How to customize time and date formt beyond the option the various locales provide?

Dear community,

I have recently switched from 12.3 to 42.3. While in the old system it was possible to customize the KDE digital clock widget by itself in detail (define formats for date and time), the new system just allows me to choose from a load of preinstalled locales. Large as this load is, it doesn’t really satisfy my wishes.

I am a German speaker, but I want my computer to talk English to me without following the various absurdities of time and date format often found in English speaking countries. So I want 24 hour clock, short date as “10.09.2017”, long date as “Sun 10 Sep 2017” but plain numbers with a simple decimal point and not crappy commata. The wbp_AU locale comes close, but still isn’t the right thing. For example, the long date format “Sunday, September 10, 2017” takes up insanely much space in the panel, although most letters are redundant. Moreover, I fear that in some situations a mixed endian date 10/9/17 might show up which will endlessly confuse me if it happens.

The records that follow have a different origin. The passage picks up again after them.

Issue #2625, opened 2026-01-08
Add backup & revert system for updating Nitrox in Launcher


Measurity:
## Things to check

- Works on both Windows and Linux
- Also backs-up save files and config
- To improve UX in future versions: provides a nice view in launcher to apply a backup.

PR #2630, opened 2026-01-10
Add backup and restore system for Nitrox updates

misterbubb:
Adds a backup and restore system for Nitrox updates, addressing #2625.

Features:
- Automatic backup creation before each update (includes installation files and save files)
- Backups section in the Updates view showing all available backups
- Restore functionality - creates a script that waits for launcher to close, extracts the backup, and restarts
- Delete backups directly from the UI
- Open backups folder button for manual access

Testing:
Windows - Backup creation, restore, and delete all work correctly
Linux - Needs testing (restore script uses unzip and bash, should work but untested)

Note: Linux support is implemented but has not been tested. The restore script uses standard Linux commands (unzip, pgrep, chmod) which should be available on most distributions, but verification on an actual Linux system would be appreciated.

image

### DIFF
--- a/Nitrox.Launcher/Models/Services/BackupService.cs
+++ b/Nitrox.Launcher/Models/Services/BackupService.cs
@@ -59,10 +59,7 @@ public class BackupService(IKeyValueStore keyValueStore)
             {
                 progress?.Report((50, "Backing up save files..."));
                 string savesDir = keyValueStore.GetSavesFolderDir();
-                if (Directory.Exists(savesDir))
-                {
-                    await AddDirectoryToArchiveAsync(archive, savesDir, "saves", cancellationToken);
-                }
+                await AddDirectoryToArchiveAsync(archive, savesDir, "saves", cancellationToken);
             }
 
             // Add metadata file


Nitrox.Launcher/Models/Services/BackupService.cs
```diff
@@ -0,0 +1,355 @@
...
+            progress?.Report((90, "Finalizing backup..."));
+            ZipArchiveEntry metadataEntry = archive.CreateEntry("backup_info.txt");
+            await using (StreamWriter writer = new(metadataEntry.Open()))
+            {
+                await writer.WriteLineAsync($"Nitrox Version: {NitroxEnvironment.Version}");
+                await writer.WriteLineAsync($"Backup Date: {DateTime.Now:F}");
+                await writer.WriteLineAsync($"Includes Saves: {includeSaves}");
+                await writer.WriteLineAsync($"Installation Path: {launcherPath}");
+                await writer.WriteLineAsync($"Saves Path: {keyValueStore.GetSavesFolderDir()}");
+            }
```
Measurity, line 79: I think going with JSON here would be easier to maintain.

Nitrox.Launcher/ViewModels/UpdatesViewModel.cs
```diff
@@ -312,4 +352,100 @@ private void CancelDownload()
...
+    }
+
+    [RelayCommand]
+    private void OpenBackupsFolder()
+    {
+        string backupsDir = BackupService.BackupsDirectory;
+        if (!Directory.Exists(backupsDir))
+        {
+            Directory.CreateDirectory(backupsDir);
+        }
```
Measurity: `Directory.CreateDirectory(backupsDir);` already checks if it exists. The if can be removed.

Nitrox.Launcher/Models/Services/BackupService.cs
```diff
@@ -0,0 +1,388 @@
...
+            // Backup installation files
+            progress?.Report((10, "Backing up installation files..."));
+            await AddDirectoryToArchiveAsync(archive, launcherPath, "installation", cancellationToken);
+
+            // Backup save files if requested
+            if (includeSaves)
+            {
+                progress?.Report((50, "Backing up save files..."));
+                string savesDir = keyValueStore.GetSavesFolderDir();
+                if (Directory.Exists(savesDir))
```
Coding-Hen: Do we want to do something here if it doesn't? Else this will silently fail and maybe not give the behaviour the person wants?

Nitrox.Launcher/Models/Services/BackupService.cs
```diff
@@ -0,0 +1,388 @@
...
+        string backupPath = Path.Combine(BackupsDirectory, $"{backupName}.zip");
+
+        try
+        {
+            Directory.CreateDirectory(BackupsDirectory);
+
+            string? launcherPath = NitroxUser.LauncherPath;
+            if (string.IsNullOrEmpty(launcherPath) || !Directory.Exists(launcherPath))
+            {
+                Log.Error("Cannot create backup: Launcher path not found");
```
Coding-Hen, line 44: Probably not for this pr but do we want to think about having the launcher allow for these to be multi language and we can pull from a dictionary like we do in the game. Just thinking we have a lot of logs here

Nitrox.Launcher/Models/Services/BackupService.cs
```diff
@@ -0,0 +1,388 @@
...
+            }
+            throw;
+        }
+        catch (Exception ex)
+        {
+            Log.Error(ex, "Failed to create backup");
+            // Clean up partial backup
+            if (File.Exists(backupPath))
+            {
+                File.Delete(backupPath);
```
Coding-Hen: Will this crash and not be handled if it can't delete?

Nitrox.Launcher/Models/Services/BackupService.cs
Measurity: Think we'll revisit this after moving to Microsoft `ILogger` API so we can more easily switch out with something  that does language translation.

Now, locale files are not human-readable and cannot easily hacked to to what I want — besides, I can’t even find a file containing wbp_AU on my disk.

What are the options? Are there any programs available from openSUSE (or from somewhere else) that allow to create a new locale, or review and modify an existing one? I do value configurability and so I am willing to take some (moderate) pain to solve the issue.

I noticed that a similar question was asked recently in https://forums.opensuse.org/showthread.php/526766-How-do-I-set-locale however I don’t think it parallels my case. Also, I cannot find a locale en_DE.

Any input is welcome.

Gernot Katzer

In the thread you linked to, my posts #55 and #59 may give you some ideas.

The short answer is there’s no easy way to customise locales at the moment.

Apologies for the short reply, just about to go out. :slight_smile:

I’m sure others will contribute.

…to set locale is far to be perfect and a common problem that one day or other I will solvelol!
…for your issue could be a good idea to change in german only the things that you like in systemsettings>regional settings>formats tab>check detailed settings and change what you like in the numbers time or other

Language and locale are quite different; you can set the system language as English and the locale as German; I do that every year when I visit my frsiends in Germany.

Date formats however tend to be application dependent. Most of the English date formats I can see have - as the alternative divider, eg. 10-09-2017, but LibreOffice, for example, has several different shortformat dates to select from.

KDE System settings>Regional settings>Formats allows some customisation of Numeric, Currency and Time formats for KDE applications. You may have to search a bit but you may find that a detailed setting other than an English or German one allows you to fine tune the display for KDE applications.

Unfortunately I think you’ll have to accept a compromise solution…

KDE uses Qt, at the moment Qt’s locale support (on linux) uses it’s own embedded CLDR data and not that provided by glibc.

No matter if new, or modified (glibc) locale definitions are added to /usr/lib/locale/, it makes no difference to Qt. As I found out for myself recently after modifying en_GB LC_TIME, a non Qt application, GIMP’s file chooser for example, recognised the new format, KDE applications did not.

As you’ve found, and “john_hudson” mention in the post above, you have limited customisation via (KDE) “System Settings - Regional Settings - Formats”.

By enabling “Detailed Settings” you might find a combination of Numbers and Time that come close to your requirements. Unfortunately 42.3 still uses Qt 5.6.2 which has far fewer locale definitions than Qt 5.9.1 of Tumbleweed, but even that is still limited in terms of customisation options.

The problem is acknowledged by Qt developers https://wiki.qt.io/Locale_Support_in_Qt_5

A major issue that needs solving is user customizations on UNIX desktop platforms. This is of particular interest to KDE developers.

There is a long standing (KDE) bug report concerning lack of locale customisation:
https://bugs.kde.org/show_bug.cgi?id=340982

I think we are a way off a satisfactory solution yet :frowning:

…and where does dolphin take the date???

If you mean the date format, and assuming you are referring to the plasma5 version. It uses the routines and locale data provided by Qt.

yes :), sorry for the short explanation of my meanings. …I tried en_DK in systemsettings>regional settings>formats>region and only changed currency in italian, now I have iso date format in clock and in dolphin. manythanks very good!!

That’s strange because with en_DK I get dd/mm/yyyy.

And there is a qt bug reported here:
https://bugreports.qt.io/browse/QTBUG-59382Furthermore, according to unicode.org, en_DK should use short year like 17-11-30.
So how on earth do you get ISO dates?